Q. I am very close with my in-laws, who are both in their late 70’s, and all I want for them (and for everyone I care about) is to live a long happy life.  Unfortunately, the inevitable happens to us all, and when it does happen, I really want my entire family to be prepared ahead of time. However, in the case of my in-laws, this has been a really difficult task.

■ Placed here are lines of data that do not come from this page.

PR #409, opened 2024-04-15
SDKS-3104 - Improvements in caching the key reference

jeyanthanperiyasamy:
# JIRA Ticket

Please link jira ticket here

# Description


forgerock-core/src/main/java/org/forgerock/android/auth/AndroidMEncryptor.kt
```diff
@@ -0,0 +1,85 @@
...
+    private val keyStore: KeyStore
+        get() {
+            val keyStore = KeyStore.getInstance(ANDROID_KEYSTORE)
+            keyStore.load(null)
+            return keyStore
+        }
+
+    @Throws(GeneralSecurityException::class, IOException::class)
+    override fun reset() {
+        keyStore.deleteEntry(keyAlias)
```
witrisna, line 78: Shoud we remove the cache also?

witrisna (changes requested):

forgerock-core/src/main/java/org/forgerock/android/auth/AndroidMEncryptor.kt
jeyanthanperiyasamy: yes good point

witrisna (approved):

rodrigoareis (dismissed):
Changes looks good to me

spetrov (dismissed):

spetrov (dismissed):

spetrov (approved):

PR #411, opened 2024-05-06
[SDKS-3201] Keep default constructor, the constructor is used with reflection, we want to keep the name when isMinifyEnabled is enabled.

witrisna:
# JIRA Ticket
[SDKS-3201](https://bugster.forgerock.org/jira/browse/SDKS-3201)

# Description

Keep default constructor, the constructor is used with reflection, we want to keep the name when isMinifyEnabled is enabled.


spetrov (approved):
Looks good to me!

jeyanthanperiyasamy (approved):

PR #460, opened 2024-10-17
SDKS-3489 Upgrade to Gradle 8.9 and Support Android Studio Ladybug

witrisna:
# JIRA Ticket

[SDKS-3489](https://pingidentity.atlassian.net/browse/SDKS-3489)

# Description

SDKS-3489 Upgrade to Gradle 8.9 and Support Android Studio Ladybug


jeyanthanperiyasamy (approved):

jeyanthanperiyasamy (approved):
Just a question , what happens if someone does not have java 17 installed ? if they have only java 11 or 21 installed , would this change works ?

witrisna:
> Just a question , what happens if someone does not have java 17 installed ? if they have only java 11 or 21 installed , would this change works ?

I am not sure, I believe it will failed with error msg.
The change is to make the build consistent, will always compile with 17, but not depends on the IDE or project setting.

spetrov (approved):
👍🏻

PR #464, opened 2024-11-20
SDKS-3595 Remove Deprecated Sample Apps

witrisna:
# JIRA Ticket

[SDKS-3593](https://pingidentity.atlassian.net/browse/SDKS-3593)

# Description

SDKS-3595 Remove Deprecated Sample Apps


e2e/app/src/main/java/com/example/app/env/EnvViewModel.kt
```diff
@@ -0,0 +1,213 @@
...
+
+const val USER_PROFILE_JOURNEY = "UserProfile"
+
+class EnvViewModel : ViewModel() {
+
+    val servers = mutableListOf<FROptions>()
+
+    val localhost = FROptionsBuilder.build {
+        server {
+            url = "https://andy.petrov.ca/openam"
```
spetrov, line 33: Not sure if we should keep these environments in the sample app... 
I think our docs has some references to this file... Let's confirm with @forgerock-chris though...

spetrov (approved):
LGTM, but let's confirm if we want to keep all the environments in the sample app...

e2e/app/src/main/java/com/example/app/env/EnvViewModel.kt
rodrigoareis: I agree, we should remove those. Ideally we should load these configs from a file, and ignore this file on commits.

rodrigoareis (dismissed):
Looks good to me.

e2e/app/src/main/java/com/example/app/env/EnvViewModel.kt
witrisna: Revert to sample env.

spetrov (approved):
LGTM! 👍🏻

PR #469, opened 2025-02-03
SDKS-3772 Revoke and terminate the session when it does not match the existing session.

witrisna:
# JIRA Ticket
[SDKS-3772](https://pingidentity.atlassian.net/browse/SDKS-3772)

# Description

SDKS-3772 Revoke and terminate the session when it does not match the existing session.


spetrov (approved):
LGTM! 👍🏻

PR #471, opened 2025-02-21
SDKS-3684 Handle push device token updates

rodrigoareis:
# JIRA Ticket

[SDKS-3684](https://pingidentity.atlassian.net/browse/SDKS-3684) Handle push device token updates

# Description

To accommodate modifications made to the AM Push Notification Service for device token updates, client-side changes are necessary.  A method within the FRAClient class should be created to manage the receipt of a device token from Firebase Cloud Messaging (FCM) and subsequently transmit that token to the server for storage or updating.

### DIFF
--- a/forgerock-authenticator/src/main/java/org/forgerock/android/auth/AuthenticatorManager.java
+++ b/forgerock-authenticator/src/main/java/org/forgerock/android/auth/AuthenticatorManager.java
@@ -21,14 +21,13 @@ import org.forgerock.android.auth.exception.InvalidNotificationException;
 import org.forgerock.android.auth.exception.MechanismCreationException;
 import org.forgerock.android.auth.exception.MechanismParsingException;
 import org.forgerock.android.auth.exception.MechanismPolicyViolationException;
+import org.forgerock.android.auth.exception.MechanismUpdatePushTokenException;
 import org.forgerock.android.auth.policy.FRAPolicy;
 
 import java.util.ArrayList;
-import java.util.Calendar;
 import java.util.Collections;
 import java.util.List;
 import java.util.Map;
-import java.util.TimeZone;
 import java.util.concurrent.atomic.AtomicInteger;
 
 class AuthenticatorManager {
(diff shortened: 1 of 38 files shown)


spetrov (approved):
Looks good to me!

forgerock-authenticator/src/main/java/org/forgerock/android/auth/MechanismFactory.java
```diff
@@ -1,5 +1,5 @@
 /*
- * Copyright (c) 2020 - 2023 ForgeRock. All rights reserved.
```
witrisna, line 2: Looks like no change on this file.

forgerock-authenticator/src/main/java/org/forgerock/android/auth/AuthenticatorManager.java
```diff
@@ -251,25 +255,78 @@ PushNotification getNotificationByMessageId(String messageId) {
...
-                        "device token (%s) was received.", this.deviceToken, newDeviceToken);
-                throw new AuthenticatorException("The SDK was initialized with a different deviceToken.");
+                        "device token (%s) was received.", this.pushDeviceTokenManager.getDeviceTokenId(), deviceToken);
+                throw new AuthenticatorException("The SDK was initialized with a different deviceToken. " +
+                        "Use FRAClient#updateDeviceToken method to update the device token.");
             }
         }
     }
 
+    void updateDeviceToken(String newDeviceToken, FRAListener<Boolean> listener) {
```
witrisna, line 275: I think it makes sense to provide this convenient method for developer, most of the time they want to update all the mechanisms, however we may want to improve the signature. If reusing FRAListener, we may want to use FRAListener<Void>, throw exception when one or more mechanism is failed. You may want to reuse AuthenticatorException.

It is kind of wierd that the developer implement onException() but it will never be called even failed.

rodrigoareis: I agree, I have updated the code following your suggestion.

forgerock-authenticator/src/main/java/org/forgerock/android/auth/PushFactory.java
```diff
@@ -43,19 +42,20 @@ class PushFactory extends MechanismFactory {
      *
      * @param context The application context
      * @param storageClient The storage system
-     * @param fcmToken The FCM device registration token an Android app needs to receive push messages
+     * @param pushDeviceTokenManager Manages the FCM device registration token an Android app needs to receive push messages
      */
-    public PushFactory(Context context, StorageClient storageClient, String fcmToken) {
+    public PushFactory(Context context, StorageClient storageClient, PushDeviceTokenManager pushDeviceTokenManager) {
```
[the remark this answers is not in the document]
rodrigoareis: This class isn't public, so we are good.

forgerock-authenticator/src/main/java/org/forgerock/android/auth/MechanismFactory.java
rodrigoareis: Reverted

forgerock-authenticator/src/main/java/org/forgerock/android/auth/AuthenticatorManager.java
```diff
@@ -251,25 +254,81 @@ PushNotification getNotificationByMessageId(String messageId) {
...
+                @Override
+                public void onException(Exception e) {
+                    Logger.warn(TAG, "Error updating FCM device token for mechanism %s.", pushMechanism.getMechanismUID(), e);
+                    failedMechanisms.add(pushMechanism);
+                    if (completedMechanisms.incrementAndGet() == totalMechanisms) {
+                        // All mechanisms have completed, but some failed
+                        listener.onException(new MechanismUpdatePushTokenException(
+                                "Error updating FCM device token for some mechanisms.", failedMechanisms));
+                    }
+                }
```
witrisna, line 317: Call listener.onException(e)? otherwise the caller will not receive anything.

rodrigoareis: @witrisna, we are calling it just when all mechanisms are complete. See that we also call `listener.onException()` in `onSucess()`

witrisna (dismissed):

spetrov (dismissed):
LGTM!

spetrov (approved):

spetrov (approved):
LGTM!

PR #474, opened 2025-04-15
SDKS-3771 Setup Mend SAST scan

spetrov:
# JIRA Ticket

[SDKS-3771](https://pingidentity.atlassian.net/browse/SDKS-3771) Setup Mends SAST scan

# Description

Setup Mend SAST scan. 
A few notes:
- Currently, the pipeline will fail if some **Critical** or **High** vulnerabilities are found! Mediums and Lows won't fail the pipeline! We can change that easily if needed...
- Currently the `.build` directory is excluded from the scans. This is controlled by the `MEND_SAST_PATH_EXCLUSIONS` env variable. To modify the list we can simply change the github action variable `MEND_SAST_PATH_EXCLUSIONS` [here](https://github.com/ForgeRock/ping-ios-sdk/settings/variables/actions)...
- The pipeline attaches/publishes the SAST scan results as an attachment to the pipeline execution run
- The results are pushed to our Mend project - direct URL is available through the attached results and also in the slack message:
image

### DIFF
--- a/.github/workflows/mend-cli-scan.yaml
+++ b/.github/workflows/mend-cli-scan.yaml
@@ -25,14 +25,6 @@ jobs:
           repository: ${{github.event.pull_request.head.repo.full_name}}
           fetch-depth: 0
 
-      # Setup JDK and cache and restore dependencies.
-      - name: Set up JDK 17
-        uses: actions/setup-java@v3
-        with:
-          distribution: 'temurin'
-          java-version: '17'
-          cache: 'gradle'
-
       # Setup Mend CLI
       - name: Download and cache the Mend CLI executable
         id: cache-mend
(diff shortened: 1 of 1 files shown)


.github/workflows/mend-cli-scan.yaml
```diff
@@ -25,14 +25,6 @@ jobs:
           repository: ${{github.event.pull_request.head.repo.full_name}}
           fetch-depth: 0
 
-      # Setup JDK and cache and restore dependencies.
```
spetrov, line 28: There is no need to setup JDK on the runner for Mend CLI scans...

.github/workflows/mend-cli-scan.yaml
```diff
@@ -49,45 +41,118 @@ jobs:
       - if: ${{ steps.cache-mend.outputs.cache-hit != 'true' }}
         name: Download Mend CLI executable (cache miss...)
         continue-on-error: true
+        shell: bash
```
spetrov, line 44: Even though GitHub defaults to `bash` on Ubuntu runners, it's safer to be explicit for portability...

.github/workflows/mend-cli-scan.yaml
```diff
@@ -49,45 +41,118 @@ jobs:
...
+          echo "MEND_SCA_MEDIUM_COUNT=$MEND_SCA_MEDIUM_COUNT" >> $GITHUB_ENV
+          echo "MEND_SCA_LOW_COUNT=$MEND_SCA_LOW_COUNT" >> $GITHUB_ENV
 
-      # Check for failures and set the outcome of the workflow
-      - name: Parse the result and set job status
+      # Check for failures in SCA scan and set the outcome of the workflow
+      - name: Fail if Critical or High SCA vulnerabilities are found
+        shell: bash
+        run: |
+          if [ "$MEND_SCA_CRITICAL_COUNT" -gt 0 ] || [ "$MEND_SCA_HIGH_COUNT" -gt 0 ]; then
```
spetrov, line 79: Note that the job fails only if some **Critical** or **High** vulnerabilities are found! Mediums and Lows won't fail the pipeline!

.github/workflows/mend-cli-scan.yaml
```diff
@@ -49,45 +41,118 @@ jobs:
...
+      #       Execute Mend SAST scan         #
+      ########################################
+      - name: Mend SAST scan
+        env:
+          MEND_EMAIL: ${{ secrets.MEND_EMAIL }}
+          MEND_USER_KEY: ${{ secrets.MEND_USER_KEY }}
+          MEND_URL: ${{ vars.MEND_SERVER_URL }}
+        shell: bash
+        run: |
+          mend code --report --filename ${{ vars.MEND_SAST_REPORT_NAME }} --formats json,pdf --non-interactive --scope ${{ vars.MEND_PRODUCT_NAME }}//${{ vars.MEND_PROJECT_NAME }} > mend-sast-scan-result.txt
```
spetrov, line 108: We run the mend SAST scan and produce 2 files - json and pdf + the report is published to Mend under ${{ vars.MEND_PRODUCT_NAME }}//${{ vars.MEND_PROJECT_NAME }}
The json file is used to parse the results. The pdf is attached to the pipeline run... (see below...)

PR #485, opened 2025-06-05
[Fix] avoid to encode the realm when generating the authenticate url

SegFault89:
This merge request addresses an issue where the authenticate endpoint URL was incorrectly generated, preventing the use of multi-level or nested realm paths (e.g., /my/pathTo/realm).

Previously, the Uri.Builder.appendPath() method was used for the realm segment. This method URL-encodes characters, converting forward slashes (/) into %2F. As a result, ForgeRock Access Management (AM) would interpret root/MyOrganizationLogin as a single literal realm name, instead of a path to a sub-realm, leading to authentication failures for nested realms.


SegFault89:
For additional context: we've observed that the ForgeRock iOS SDK (at least version 4.6.0) appears to already correctly handle and accept realm paths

Whenever my husband and I bring up advance directives and end-of-life planning, my in-laws are completely averse to having the conversation, because it is too “depressing.” They change the subject every time. One Thanksgiving, my father-in-law confided in me that he would want to be taken off of life support should he become incapacitated and end up in a coma. I know that if there are no documents in place, my father-in-law’s wishes might not be met should the situation arise. 

My in-laws were huge Joan Rivers fans.  Do you know if Joan did end-of-life planning?  If so, and if it helped Melissa, maybe I use the example of Joan Rivers as a way to get my in-laws to have the end-of-life conversation that we so badly need to have.

A. Unlike so many of us, Joan Rivers was not uncomfortable talking about growing old or dying.  She told many jokes about death, and losing her memory because of aging was one of her favorite sources of comedy material. Joan’s willingness to make light of aging and dying almost made it appear that she would be immune to it.  Unfortunately, nobody is immune, but in Joan’s case, at least she was prepared.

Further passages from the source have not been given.